Lessons in Online Dating
After 16 first-dates over the course of a year...
- •An asshole is an asshole.You can try to give them the benefit of the doubt but it's going to be a waste of time.
- •Texting is a game.And it's one that I refuse to play. Just be genuine. It's so much more attractive.
- •Being alone isn't the worst thing in the world.If you have the thought, 'I'd rather be alone watching The Office than sitting across from this guy who keeps trying to touch me,' then just go home. Save both of your evenings.
- •Getting ready is for you.Not one person I went out with seemed to care how I looked. I got ready in a way that made me feel comfortable and pretty - they didn't notice but I felt okay about it anyway, although, I wouldn't have minded if someone else thought I looked pretty for once.
- •Be honest about what you're looking for.Is it just sex? Is it an actual relationship? Are you unsure? Just be honest about what you're looking for - even if you don't know, honesty is appreciated. No one is wrong, it's just about whether or not you're on the same page. Sometimes, we're just reading from different books.

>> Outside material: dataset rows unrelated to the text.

PR #5597, opened 2026-08-05
SYCL: use platform default context

### LINKED ISSUE #5593: Adopt External GPU Contexts?
Seen in https://github.com/AMReX-Codes/pyamrex/pull/454

When AMReX owns and shuts down the GPU context, I see that at least in SYCL that can cause process level segfaults when mixing AMReX with Intel GPU libraries like [dpctl/dpnp](https://github.com/IntelPython/dpctl).

Should we, similar to how we handle external MPIs, adopt existing contexts and refrain from shutting them down in `amrex::Finalize()`?

ax3l:
## Summary

Use the KHR platform default context when available, with the legacy oneAPI extension and private context as fallbacks. Keep AMReX's asynchronous error handler on its queues.

The initialization API and rank-to-GPU mapping are unchanged: every queue still targets the GPU selected for that MPI rank. Sharing the default context enables interoperability with other SYCL libraries.

## Additional background

Close #5593

After merge, we need to merge https://github.com/AMReX-Codes/pyamrex/pull/606

## Checklist

The proposed changes:

### DIFF
--- a/Docs/sphinx_documentation/source/GPU.rst
+++ b/Docs/sphinx_documentation/source/GPU.rst
@@ -1686,8 +1686,13 @@ it is reset, at which point AMReX restores the previous external stream.
   :cpp:`The_Async_Arena` are still pending, in which case AMReX forces a
   synchronization to keep the arena safe.  The external stream or queue must
   belong to the active AMReX device.  For SYCL, the queue must also use the
-  same SYCL context as AMReX and must be an in-order queue.  AMReX selects the
-  active GPU during :cpp:`amrex::Initialize`, whose overloads accept an
+  same SYCL context as AMReX and must be an in-order queue.  When supported by
+  the SYCL implementation, AMReX uses the selected device platform's default
+  context.  That context can contain several devices, but each MPI rank's
+  AMReX queues still target only the GPU selected for that rank.  This also
+  makes an in-order queue created for that device with the platform default
+  context compatible with AMReX.  AMReX selects the active GPU during
+  :cpp:`amrex::Initialize`, whose overloads accept an
   optional trailing :cpp:`int device_id` argument; pass the desired GPU there
   if an external runtime needs AMReX to adopt a specific device before the
   stream is created.  Conversely, if AMReX should drive the selection, query
--- a/Docs/sphinx_documentation/source/GPU.rst
+++ b/Docs/sphinx_documentation/source/GPU.rst
@@ -1686,13 +1686,9 @@ it is reset, at which point AMReX restores the previous external stream.
   :cpp:`The_Async_Arena` are still pending, in which case AMReX forces a
   synchronization to keep the arena safe.  The external stream or queue must
   belong to the active AMReX device.  For SYCL, the queue must also use the
-  same SYCL context as AMReX and must be an in-order queue.  When supported by
-  the SYCL implementation, AMReX uses the selected device platform's default
-  context.  That context can contain several devices, but each MPI rank's
-  AMReX queues still target only the GPU selected for that rank.  This also
-  makes an in-order queue created for that device with the platform default
-  context compatible with AMReX.  AMReX selects the active GPU during
-  :cpp:`amrex::Initialize`, whose overloads accept an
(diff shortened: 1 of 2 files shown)


Docs/sphinx_documentation/source/GPU.rst
```diff
@@ -1686,8 +1686,13 @@ it is reset, at which point AMReX restores the previous external stream.
...
   belong to the active AMReX device.  For SYCL, the queue must also use the
-  same SYCL context as AMReX and must be an in-order queue.  AMReX selects the
-  active GPU during :cpp:`amrex::Initialize`, whose overloads accept an
+  same SYCL context as AMReX and must be an in-order queue.  When supported by
+  the SYCL implementation, AMReX uses the selected device platform's default
+  context.  That context can contain several devices, but each MPI rank's
+  AMReX queues still target only the GPU selected for that rank.  This also
+  makes an in-order queue created for that device with the platform default
+  context compatible with AMReX.  AMReX selects the active GPU during
+  :cpp:`amrex::Initialize`, whose overloads accept an
```
ax3l: Not sure if this level of detail is needed.

Old text:
```suggestion
  same SYCL context as AMReX and must be an in-order queue.  AMReX selects the
  active GPU during :cpp:`amrex::Initialize`, whose overloads accept an
```

Or maybe a small edition like:
```suggestion
  same SYCL context as AMReX and must be an in-order queue.  AMReX
  selects an active GPU during :cpp:`amrex::Initialize` from the device
  platform's default context, whose overloads accept an
```

ax3l:
@WeiqunZhang I was only able to test this on a local device and have no multi-GPU intel machine at hand. Can you potentially check on Aurora pls that I do not break anything for MPI-parallel runs?

WeiqunZhang:
Does this fix the python issue? Do we need to include a header like sycl/ext/khr/default_context.hpp?

WeiqunZhang:
The oneapi extension is deprecated. https://github.com/intel/llvm/blob/sycl/sycl/doc/extensions/deprecated/sycl_ext_oneapi_default_context.asciidoc We can probably remove it.

WeiqunZhang:
Looks like sycl.hpp includes the extension header.

Src/Base/AMReX_GpuDevice.cpp
```diff
@@ -554,9 +554,16 @@ Device::initialize_gpu (bool minimal)
         sycl::platform platform(sycl::gpu_selector_v);
         auto const& gpu_devices = platform.get_devices();
         sycl_device = std::make_unique<sycl::device>(gpu_devices[device_id]);
+#if defined(SYCL_KHR_DEFAULT_CONTEXT)
+        sycl_context = std::make_unique<sycl::context>(platform.khr_get_default_context());
+#elif defined(SYCL_EXT_ONEAPI_DEFAULT_CONTEXT)
+        sycl_context = std::make_unique<sycl::context>(platform.ext_oneapi_get_default_context());
```
ax3l: On the standard `khr_get_default_context`:
- SYCL specification: Khronos-approved optional extension in SYCL 2020 Rev. 10 and later. Supporting implementations define `SYCL_KHR_DEFAULT_CONTEXT == 1`. It is not                      implied merely by `SYCL_LANGUAGE_VERSION`.

- Intel oneAPI 2025.2 is the first release implementing `sycl_khr_default_context`. Not present in 2025.1.
  - 2026.0 shows first deprecation of the oneAPI extension.

ax3l: AMReX already documents Intel oneAPI DPC++ 2025.2 or newer as supported, so I think we can remove here indeed

```suggestion
```

ax3l:
Updated accordingly! Checked the OneAPI versions and the fallback is one point release older than what we document we support.

Yes, this fixed the teardown segfault when co-loading `dpnp` with pyAMReX in the same process. Now I can run tests cleanly and can rely on their exit code again.

WeiqunZhang:
It seems to work on aurora.

WeiqunZhang (approved):

PR #5606, opened 2026-08-12
Optimize STL BVH traversal

ankithadas:
## Summary
  - Using a slab-based ray-box intersection test with reused inverse ray directions.
  - Simplifying point-to-box distance calculations and visiting nearer BVH children first.
  - Allowing the CPU `getBoxType` path to stop once both covered and regular points are found.

## Additional background

For a representative `(128^3)` Stanford bunny case, these changes reduced `STLtools::getBoxType` from about 1.87 s to 0.003 s and reduced build time from about 5.50 s to 3.81s. Results remained unchanged.

## Checklist

The proposed changes:


WeiqunZhang:
Can we split them into three PRs so that it's easier to review?

ankithadas:
Sounds good.

Issue #5605, opened 2026-08-11
Add LLVM Flang CI


WeiqunZhang:
We need to add a CI that can catch #5603.

muk2:
Hi @WeiqunZhang, I have opened a PR to address this, here it is: #5614. Thanks!

Issue #5603, opened 2026-08-11
Fortran Interface Bug - Duplicate `public` attribute


ktras:
I tried to build AMReX and its Fortran Interface with `v22.1.3` of LLVM Flang and encountered a compile time error because of a duplicate `public` attribute in `Src/F_Interfaces/AmrCore/AMReX_fillpatch_mod`. This requires only a very minor change to fix and then LLVM Flang can build AMReX and its Fortran interface.

PR #5604 has been opened to address this.

PR #5614, opened 2026-08-16
Add LLVM Flang CI

muk2:
## Summary

Adds a Linux CI workflow that builds libamrex **and its Fortran interfaces** with LLVM Flang, addressing #5605.

The existing Clang CI compiles C++ with Clang but still uses `gfortran` for Fortran, so it cannot catch LLVM-Flang-specific Fortran errors — e.g. the duplicate `public` attribute in `AMReX_fillpatch_mod.F90` that was fixed in #5604 (#5603). This new job builds with `flang` (and matching `clang`/`clang++`) with `-DAMReX_FORTRAN_INTERFACES=ON`, so such regressions are caught going forward.

### Changes
- `.github/workflows/flang.yml` — new `LinuxFlang` workflow. Builds/installs libamrex + Fortran interfaces with LLVM Flang 20 (NOMPI, Debug, EB + Fortran interfaces on). Uses the shared `check_changes` gate to skip docs-only PRs.
- `.github/workflows/dependencies/dependencies_flang.sh` — installs `flang`/`clang` from apt.llvm.org.

## Checklist

The proposed changes:
- [x] add new capabilities to AMReX (CI coverage for LLVM Flang)


WeiqunZhang:
Just for testing, can we revert the change in #5604 to see if the CI covers it?

WeiqunZhang:
I tested it locally. Without the fix in #5604, the CI would fail.

WeiqunZhang (approved):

- •Sex.It's going to come up. A lot. My rule is simple: how will I feel in the morning? If it's not great or you don't know, then don't do anything (even if that choice sucks sometimes).
- •Kiss me...oh, actually...A good kiss - a really good, ahhh! kind of kiss - is one I'm still hoping to find. For now, it eludes me. Kiss me like you mean it, damn it!
- •Open relationships.I'm not cut out for them - even if I really like you, I just can't do it. I'm more traditional and jealous than other people seem to be.
- •I'm not good at dating.It's disappointing. I don't find it fun. Maybe I'm expecting too much from people? Maybe it's me? Maybe it's just awful? Maybe I'm too good at being single? It's probably me.
- •No one dates.Casual hook-ups seem to be the norm. I seem to attract those guys. The other guys, the ones looking for more, are not interested. Haha life is fun.
- •Everyone has an opinion.This is just mine - right now. It could totally change tomorrow. I'm open to having my walls torn down and that kiss that makes me forget what I was ever concerned about and to feel that someone else sees me for who I am and doesn't run away from it but actually comes closer for some reason that I will never understand. I want to be vulnerable but there's also nothing scarier. I have a lot to give another person...and I'm being super cheesy but I'm okay with that. I mean it.